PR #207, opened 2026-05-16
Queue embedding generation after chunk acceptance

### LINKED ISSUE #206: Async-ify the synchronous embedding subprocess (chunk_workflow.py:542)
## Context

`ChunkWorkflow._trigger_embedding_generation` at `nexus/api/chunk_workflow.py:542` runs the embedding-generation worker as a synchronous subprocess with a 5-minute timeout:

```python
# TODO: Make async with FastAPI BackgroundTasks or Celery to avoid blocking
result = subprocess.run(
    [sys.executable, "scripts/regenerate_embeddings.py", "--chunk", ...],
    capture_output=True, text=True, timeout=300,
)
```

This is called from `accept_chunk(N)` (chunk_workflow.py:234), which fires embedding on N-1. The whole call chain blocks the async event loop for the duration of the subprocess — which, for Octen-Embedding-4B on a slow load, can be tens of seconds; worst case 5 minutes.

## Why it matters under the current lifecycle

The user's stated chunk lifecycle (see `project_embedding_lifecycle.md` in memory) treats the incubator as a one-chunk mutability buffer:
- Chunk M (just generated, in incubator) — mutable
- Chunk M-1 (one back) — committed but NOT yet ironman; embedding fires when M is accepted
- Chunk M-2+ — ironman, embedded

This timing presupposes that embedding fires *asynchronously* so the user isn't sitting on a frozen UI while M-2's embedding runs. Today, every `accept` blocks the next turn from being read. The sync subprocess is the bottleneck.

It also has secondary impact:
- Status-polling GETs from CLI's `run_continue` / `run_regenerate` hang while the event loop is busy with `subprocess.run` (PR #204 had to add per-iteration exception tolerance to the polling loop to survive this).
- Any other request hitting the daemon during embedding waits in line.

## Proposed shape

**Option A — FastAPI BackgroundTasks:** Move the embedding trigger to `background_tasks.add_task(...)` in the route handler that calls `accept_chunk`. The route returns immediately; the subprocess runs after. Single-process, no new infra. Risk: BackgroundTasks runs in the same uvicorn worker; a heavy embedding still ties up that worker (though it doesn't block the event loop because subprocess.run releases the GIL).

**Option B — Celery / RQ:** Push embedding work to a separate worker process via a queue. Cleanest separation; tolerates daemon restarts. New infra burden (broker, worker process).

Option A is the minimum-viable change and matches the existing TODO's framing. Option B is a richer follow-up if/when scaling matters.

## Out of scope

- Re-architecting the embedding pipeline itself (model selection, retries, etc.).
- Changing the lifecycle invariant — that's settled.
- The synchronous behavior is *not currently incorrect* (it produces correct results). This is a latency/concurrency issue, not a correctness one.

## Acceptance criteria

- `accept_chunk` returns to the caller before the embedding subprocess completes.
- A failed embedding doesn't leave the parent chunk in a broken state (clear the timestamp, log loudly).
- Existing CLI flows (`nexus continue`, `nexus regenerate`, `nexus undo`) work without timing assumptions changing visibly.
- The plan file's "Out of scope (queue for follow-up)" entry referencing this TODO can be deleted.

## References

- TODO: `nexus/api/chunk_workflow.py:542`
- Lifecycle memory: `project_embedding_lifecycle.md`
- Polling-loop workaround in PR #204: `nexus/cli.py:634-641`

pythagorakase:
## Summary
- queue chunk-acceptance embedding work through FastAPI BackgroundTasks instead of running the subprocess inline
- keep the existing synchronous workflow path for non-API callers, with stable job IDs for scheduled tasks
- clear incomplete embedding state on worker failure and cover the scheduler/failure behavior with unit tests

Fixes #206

******************************

__Task item__: Repeat, word for word, the lines from the start of the records to the line that contains "The user's stated", both of them included, and no others.

__Exercise result__:
PR #207, opened 2026-05-16
Queue embedding generation after chunk acceptance

### LINKED ISSUE #206: Async-ify the synchronous embedding subprocess (chunk_workflow.py:542)
## Context

`ChunkWorkflow._trigger_embedding_generation` at `nexus/api/chunk_workflow.py:542` runs the embedding-generation worker as a synchronous subprocess with a 5-minute timeout:

```python
# TODO: Make async with FastAPI BackgroundTasks or Celery to avoid blocking
result = subprocess.run(
    [sys.executable, "scripts/regenerate_embeddings.py", "--chunk", ...],
    capture_output=True, text=True, timeout=300,
)
```

This is called from `accept_chunk(N)` (chunk_workflow.py:234), which fires embedding on N-1. The whole call chain blocks the async event loop for the duration of the subprocess — which, for Octen-Embedding-4B on a slow load, can be tens of seconds; worst case 5 minutes.

## Why it matters under the current lifecycle

The user's stated chunk lifecycle (see `project_embedding_lifecycle.md` in memory) treats the incubator as a one-chunk mutability buffer:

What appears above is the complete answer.